ふつうの国では、これほど大きな対外債務を抱えると自国通貨が下落した際の元利返済負担が激増するので、こんなに大きな債務を背負うことはできません。

しかし、アメリカは覇権国家の特権としてどこの国に対する借金もほとんど全部米ドル建てにできるので、ドル安になっても為替レートの変化によって返済負担が増えることを心配しなくて済むから財政規律も緩みがちで、対外債務もどんどん膨張してきたのです。

ただこの対外債務膨張には、アメリカ国民やアメリカ企業が米株や米国債を買うのに、円建ての借金をしてその借金で買うようになったことも貢献しています。この円キャリーによる自国金融資産購入分については、円高・米ドル安になると元利返済負担は増えます。

だからこそ、今や莫大な時価総額の企業が巨額の投資を吸収してさらに時価増額が増えることに国民経済が大きく依存しているアメリカでは、日銀利上げによる円高への転換が「ゴジラ再び襲来!」と呼ばれるほど恐れられているのです。

なお、対外純資産(マイナスの場合は純債務)には直接投資(企業などの経営に参加するための投資)と間接投資(金融市場での株や債券の購入)があります。

企業経営の根幹に大きな影響を及ぼすのは直接投資ですが、大きなコミットメントをしているので金融市場の動向次第で大きな出入りがあるという性格の投資ではありません。

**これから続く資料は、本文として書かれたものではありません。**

PR #380, opened 2017-12-07
CPU ONLY Docker alpine build

rowanruseler:
Created an alpine build for CPU only farming, always good to support xmr
with some cpu compute of available or lingering devices.

Please see README.md for more information

### DIFF
--- a/alpine/Dockerfile
+++ b/alpine/Dockerfile
@@ -29,4 +29,6 @@ VOLUME /mnt
 WORKDIR /mnt
 
 COPY ["run.sh", "setup.sh", "./"]
+
+RUN chmod +x run.sh
 CMD ["./run.sh"]
--- a/alpine/Dockerfile
+++ b/alpine/Dockerfile
@@ -6,15 +6,15 @@ RUN apk --no-cache upgrade \
                 automake \
                 autoconf \
                 openssl-dev \
-                build-base \
                 git \
+                build-base \
+                libmicrohttpd-dev \
         && git clone https://github.com/fireice-uk/xmr-stak.git \
         && cd xmr-stak \
         && cmake . \
                 -DCUDA_ENABLE=OFF \
                 -DOpenCL_ENABLE=OFF \
                 -DHWLOC_ENABLE=OFF \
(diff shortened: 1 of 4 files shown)


lucaforni:
Hi,
I tried to run your docker but when i have this error where the container start:
docker: Error response from daemon: oci runtime error: container_linux.go:265: starting container process caused "exec: \"./run.sh\": permission denied".

Docker version 17.09.0-ce, build afdb6d4 on OSX 10.13.1
Any idea?
Thank you

rowanruseler:
@lucaforni I decided not to grand execute rights (chmod +x) in the Dockerfile, but instead just to grand it in the repo myself.

Can you attempt to give it execute rights and try again?

lucaforni:
Ok,
It works
Thank you

rowanruseler:
@lucaforni just added it to the Dockerfile, nice catch. It should be easier for people to run if it is just another layer within the Dockerfile.

If you have any other issues, let me know! Cheers.

lucaforni:
There is a type in setup.sh:
POOL_ADDRESS=${POOL_ADDRESS:-pool.supportxmr.com:3333}

psychocrypt:
Thank you for your pull request. 
 
I am not sure if the way how you created the config file is a good way. The problem is that we need to check you scripts each time we add now options to the config file e.g. #315 and #313.
I think it is not possible for use to maintain the scripts.

Is it possible that you create a own repository with your extensions. We can later on link it somewhere in the documentation (in a section with useful extensions). I think a own project with xmr-stak as submodule would be good. This will give you the possibility to point to a exact version and a update from our side will not break the scripts.

rowanruseler:
@psychocrypt I would love to maintain it, so I did as adviced: https://github.com/rowanruseler/xmr-stak-cpu-alpine

Let me know if you want some addional credits or anything else in it, cheers.

krll-k:
@rowanruseler can I skip the video cards through the docker?

rowanruseler:
@krll-k 'skip' as in "not use them" or 'skip' as in "run them through docker" ?

PR #391, opened 2017-12-07
Fix cli questions

fireice-uk:
- Fix CLI startup so that it is possible to supply all arguments for instant launch from the command line
- Make the CLI pool a top priority instead of overwriting other pools
- If the CLI pool is missing login / password, but is in the config, they will be supplied from the config

PR has been tested using our mock pool

### DIFF
--- a/xmrstak/cli/cli-miner.cpp
+++ b/xmrstak/cli/cli-miner.cpp
@@ -85,7 +85,8 @@ void help()
 	cout<<"  --nvidia FILE         NVIDIA backend miner config file"<<endl;
 #endif
 	cout<<" "<<endl;
-	cout<<"The Following options temporary overwrites the config entries of \nthe pool with the highest weight:"<<endl;
+	cout<<"The following options can be used for automatic start without a guided config,"<<endl;
+	cout<<"If config exists then this pool will be top priority."<<endl;
 	cout<<"  -o, --url URL         pool url and port, e.g. pool.usxmrpool.com:3333"<<endl;
 	cout<<"  -O, --tls-url URL     TLS pool url and port, e.g. pool.usxmrpool.com:10443"<<endl;
 	cout<<"  -u, --user USERNAME   pool user name or wallet address"<<endl;
@@ -172,7 +173,7 @@ inline void prompt_once(bool& prompted)
 	}
 }
 
-void do_guided_config(bool userSetPasswd)
+void do_guided_config()
 {
 	using namespace xmrstak;
 
@@ -229,7 +230,7 @@ void do_guided_config(bool userSetPasswd)
 	}
 
 	auto& passwd = params::inst().poolPasswd;
-	if(passwd.empty() && (!userSetPasswd))
+	if(passwd.empty() && !params::inst().userSetPwd)
 	{
 		prompt_once(prompted);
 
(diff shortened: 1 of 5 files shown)


psychocrypt:
could you please also expose the nicehash option?

xmrstak/misc/executor.cpp
```diff
@@ -509,49 +511,43 @@ void executor::ex_main()
 			win_exit();
 		}
 #endif
-		if(!cfg.tls) tls = false;
-		pools.emplace_back(i+1, cfg.sPoolAddr, cfg.sWalletAddr, cfg.sPasswd, cfg.weight, false, cfg.tls, cfg.tls_fingerprint, cfg.nicehash);
+		if(!cfg.tls) dev_tls = false;
+
+		if(!xmrstak::params::inst().poolURL.empty() && xmrstak::params::inst().poolURL == cfg.sPoolAddr)
```
psychocrypt: Does this mean that the pass word and username passed by the user via cli params is only used if the user also provide a pool address?

fireice-uk: Yes. What's the point of sending off a username and password to a random pool?

psychocrypt: The point is that a miner operator can add a pool to the config and than overwrite only the password which is in many pools the unique identifier for the miner rig.
The PR implementation has a side effect that the user can not see that the password provided via cli is not used in the case where no pool url is provided via a second cli option.

psychocrypt: If this should be the behavior than we need to add a section somewhere to the documentation and best to the help message.

fireice-uk: My instinct is to veto that on grounds of security issues where login/pass is actually a login pass. I will add an error instead.

xmrstak/cli/cli-miner.cpp
```diff
@@ -440,6 +440,13 @@ int main(int argc, char *argv[])
 		}
 		else if(opName.compare("-u") == 0 || opName.compare("--user") == 0)
 		{
+			if(params::inst().poolURL.empty())
```
psychocrypt: This is not working because the order is not guaranteed.

This is creates an error: `./xmr-stak -c x -u x --url xmr.crypto-pool.fr:333`
This will not create an error `./xmr-stak -c x --url xmr.crypto-pool.fr:333 -u w`

This and the next check must be moved to [this](https://github.com/fireice-uk/xmr-stak/pull/391/files#diff-e6399cdf5a15d37895e060b979c01e31R516) function

xmrstak/cli/cli-miner.cpp
```diff
@@ -451,6 +458,13 @@ int main(int argc, char *argv[])
 		}
 		else if(opName.compare("-p") == 0 || opName.compare("--pass") == 0)
 		{
+			if(params::inst().poolURL.empty())
```
psychocrypt: same like above.

fireice-uk:
I rebased to resolve conflicts with other prs

psychocrypt:
if a pool is used which is not in the json pool list and no password and username is provided than the miner trying to connect but should be abort.

```
./xmr-stak -c x --url xmr.crypto-pool.fr:7777
...
[2017-12-08 21:06:40] : Pool xmr.crypto-pool.fr:7777 connected. Logging in...
[2017-12-08 21:06:40] : SOCKET ERROR - [xmr.crypto-pool.fr:7777] missing login
[2017-12-08 21:06:40] : Pool xmr.crypto-pool.fr:3333 connected. Logging in...
[2017-12-08 21:06:40] : Difficulty changed. Now: 12000.
[2017-12-08 21:06:40] : Pool logged in.
```

PR #396, opened 2017-12-07
Grammar and wording regarding virus protection software

b-:
I chuckled reading that my virus protection software might flag the miner binary as “male ware,” and rewrote that section of the documentation.


fireice-uk:
=) Thanks!

PR #445, opened 2017-12-09
Fix compat_usleep for WIN32

awhittle3:
When compiled with VS2017, the negative applied to the uint wait time is ignored. Fixed by casting first.

This has vastly improved stability on my Windows 10 setup and has increased performance significantly.

### DIFF
--- a/xmrstak/backend/nvidia/nvcc_code/cuda_core.cu
+++ b/xmrstak/backend/nvidia/nvcc_code/cuda_core.cu
@@ -19,7 +19,7 @@ extern "C" void compat_usleep(uint64_t waitTime)
             HANDLE timer;
             LARGE_INTEGER ft;
 
-            ft.QuadPart = -10*(LONGLONG)waitTime; // Convert to 100 nanosecond interval, negative value indicates relative time
+            ft.QuadPart = -10ll * int64_t(waitTime); // Convert to 100 nanosecond interval, negative value indicates relative time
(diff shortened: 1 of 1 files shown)


awhittle3:
If you'd like to support, consider donating xmr to 44htu1Ti385jiqWZx8duxcBmP9zvwcuHVKmwnCQSzcHoX7A4jdvwH7R5ofkg4ESgMDJTHfqwcSNwm55jSwfnDokqHQCQjdc

fireice-uk:
Oh crap, nice catch. There is a simpler way to write it though:

>  ft.QuadPart = -10ll * int64_t(waitTime);

This is better because it doesn't have new programmers scratching their heads about cast orders. How many times did you see  `((unsigned)i) + 5` in C :)?

fireice-uk:
We don't give out bounties for one liners unfortunately =)

awhittle3:
@fireice-uk No worries, just happy to contribute :)

fireice-uk:
Actually - I think I screwed up =) -> I told you to use C++ semantics in an extern "C" - I will let @psychocrypt direct this one.

fireice-uk:
If depending on what he thinks will work, he might force push to your branch. You don't need to do anything :)

psychocrypt:
thx for fixing. C++ is fine, we can remove extern C here but should do this in a separate PR.

PR #452, opened 2017-12-09
Something minor

taisel:
Probably needs to be vetted because tired me did this, but I was trying to explore the code and tried merging some buffers.


taisel:
Also did this when y'all updated the code, so there might be something amiss now. Again, tired me explorin' the code.

taisel:
https://github.com/fireice-uk/xmr-stak/commit/efc8dc447adc8fcbf2c1faf0de2dacf8d38889ac#diff-5b1d0c2b2acc529d2838a0b2eb26b3c9

Yeah, we've got two different recent passes on the same file fightin'.

taisel:
I just prefer using a multidimensional array over fancy pointer arith, as the hardcoded array offsets can be often baked into the machine code directly, rather than reside in data.

taisel:
I can see what y'all did to optimize as well. Re-ordering the XOR sequencies to make the AES local buffer reads more sequential.

psychocrypt:
Thanks for you PR. Pleas reopen the PR against the `dev` branch. https://github.com/fireice-uk/xmr-stak/blob/master/CONTRIBUTING.md

Is this change giving use any hasr rate increase or is this only a style change?

PR #341, opened 2023-01-11
Disable and error on dev server redirects to the Inngest handler.

### LINKED ISSUE #340: Log an error if the SDK redirects from /api/inngest during dev registration
**Describe the bug**

As a user, I might set up auth for my API.  If the auth layer redirects `/api/inngest` requests we should warn within the dev server's console (and UI?) so that we know how to fix the SDK & routing.

tonyhb:
Should fix #340 - but will require tests.

### DIFF
--- a/pkg/devserver/discovery.go
+++ b/pkg/devserver/discovery.go
@@ -43,6 +43,9 @@ var (
 
 	hc = http.Client{
 		Timeout: timeout,
+		CheckRedirect: func(req *http.Request, via []*http.Request) error {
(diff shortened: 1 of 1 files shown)


jpwilliams:
@tonyhb I'm thinking some redirects might be expected, though it's only a problem if we don't eventually receive comms with the SDK.

Could we perhaps change this to _detect_ a redirect and then in the case where we fail to see the SDK we can throw a redirection warning, else all is fine?

PR #351, opened 2023-01-16
[WIP] Step parallelism

tonyhb:
This PR introduces step parallelism by:

- Adding support for > 1 generator opcode from SDKs
- Adding stacks to function state
- Passing stack index pointers within drivers


pkg/execution/executor/service.go
```diff
@@ -478,12 +479,13 @@ func (s *svc) scheduleGeneratorResponse(ctx context.Context, item queue.Item, r
 				return s.queue.Enqueue(ctx, item, time.Now())
 			case enums.OpcodeStep:
 				// Re-enqueue the exact same edge to run now.
-				if err := s.state.Scheduled(ctx, item.Identifier, edge.Edge.Incoming, 0, nil); err != nil {
+				if err := s.state.Scheduled(ctx, item.Identifier, "step", 0, nil); err != nil {
```
tonyhb, line 482: Hmm, why is this hard-coded?  This is a generator edge, which means "replay the current edge" - edge.Edge.Incoming should be of type "step".

pkg/execution/runner/runner.go
```diff
@@ -447,9 +447,20 @@ func (s *svc) pauses(ctx context.Context, evt event.Event) error {
 			return err
 		}
 
+		logger.From(ctx).Debug().
+			Str("pause_id", pause.ID.String()).
+			Str("run_id", pause.Identifier.RunID.String()).
+			Msg("consuming pause")
+
+		idx, err := s.state.ConsumePause(ctx, pause.ID, evtMap)
```
tonyhb, line 455: Moving `consumePause` to above enqueue adds a failure condition which means the function may never be ran:

- If enqueueing fails, the pause is already consumed.
- This means that no new events will trigger the pause, but the step doesn't run.

Can we move this back?  Any particular reason this was moved?

tonyhb: If we need the index, shouldn't this be a part of the pause itself vs "whatever the index is now"?  The index is mutated by any ongoing parallel work while this step is paused.

jpwilliams: Mm was thinking this as we had a similar problem with enqueuing the next step outside of pauses.

The stack only contains resolved work, so the index needs to be the length of the stack as a result of inserting the resolved pause; we can't enqueue the next task before we've mutated the stack. 🤔

pkg/execution/executor/service.go
jpwilliams: 👍 This can likely be removed - most probably a remnant of me throwing changes at it to see what breaks. 😄

PR #373, opened 2023-01-24
Use request body on redirect

tonyhb:


djfarrelly (approved):
Looks good to me - this is a good change that I wouldn't have considered before, but I like how simple it is to handle it!

PR #379, opened 2023-02-01
Move to React from Preact

jpwilliams:
## Summary

We've been seeing OOM errors when using Monaco with Preact. Using React seems to fix this.

We were using Preact to reduce bundle size, but for the CLI it doesn't matter quite as much as the SDK which will be bundled with apps.


ui/src/components/Event/SendEventModal.tsx
```diff
@@ -175,8 +169,8 @@ export const SendEventModal = () => {
             }}
             options={{
               fixedOverflowWidgets: true,
-              formatOnPaste: true,
-              formatOnType: true,
+              formatOnPaste: false,
+              formatOnType: false,
```
djfarrelly, line 173: Oh interesting - I only noticed this last night when I removed `input` from `value={}`. It wasn't working before me, I don't mind this either way though.

djfarrelly (approved):
LGTM @jpwilliams.

Are some of the re-formatting prettier-on-save or something? Just wondering if we should include an npm run script that does that for folks that may not have that setup.

tonyhb (approved):

PR #399, opened 2023-02-23
Add ability to send logs in SDK generator steps

jpwilliams:
## Summary

Logging is a common need which we can meet with step tooling. This PR supports inngest/inngest-js#109 by adding support for `OpcodeLog` to the executor, state store, and dev server UI.

See inngest/inngest-js#109 for end-user usage.

## Related

- [x] inngest/inngest-js#96
- [x] inngest/inngest-js#109
- [ ] Handle additional log op codes when running a step


tonyhb:
Closing this as our implementation is moving SDK side.

PR #402, opened 2023-02-28
Cconcurrency limits

tonyhb:
This PR introduces concurrency limits into our queueing system.  Concurrency limits are typically handled at the worker level, but we handle it at the queue level.

There are three separate concurrency toggles:

- Partition concurrency limits;  these are limits for a specific function/queue in the queue
- Global concurrency limits;  these are limits for a specific tenant
- Custom concurrency limits;  these are limits for a specific key, such as a step.

Because we lease partitions, we check the partition concurrency limits at the start of job processing when leasing, and store the counter in memory.  Global and custom limits are checked each time we lease an item.


pkg/execution/state/redis_state/key_generator.go
```diff
@@ -139,8 +139,19 @@ type QueueKeyGenerator interface {
 	// Sequential returns the key which allows a worker to claim sequential processing
 	// of the partitions.
 	Sequential() string
+	// Scavenger returns the key which allows a worker to claim scavenger processing
+	// of the partitions for lost jobs
+	Scavenger() string
 	// Idempotency stores the map for storing idempotency keys in redis
 	Idempotency(key string) string
+	// ConcurrencyKey returns a key for a given concurrency string.  This stores an ordered
```
djfarrelly, line 147:
```suggestion
	// Concurrency returns a key for a given concurrency string.  This stores an ordered
```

一方、間接投資はいつでも市場で売り抜けられる株や債券の購入ですから、相場次第で激変する可能性があります。

次の2段組グラフで、アメリカの対外純債務約18兆ドルのうち、どの程度が間接投資の入超なのかが推定できます。

上下段を比較していただくと、直接投資での対外純債務は11兆ドルから8兆ドルを引いた約3兆ドルとわかります。つまり、相場の風向き次第で大きく動く間接投資での対外純債務は15兆ドル程度という莫大な金額になっている可能性が高いのです。

日本の金融機関による日本居住者以外への円建て融資の残高は約40兆円と推定されています。1ドル145円で計算すると約2760億ドル、15兆ドルの1.8%程度となります。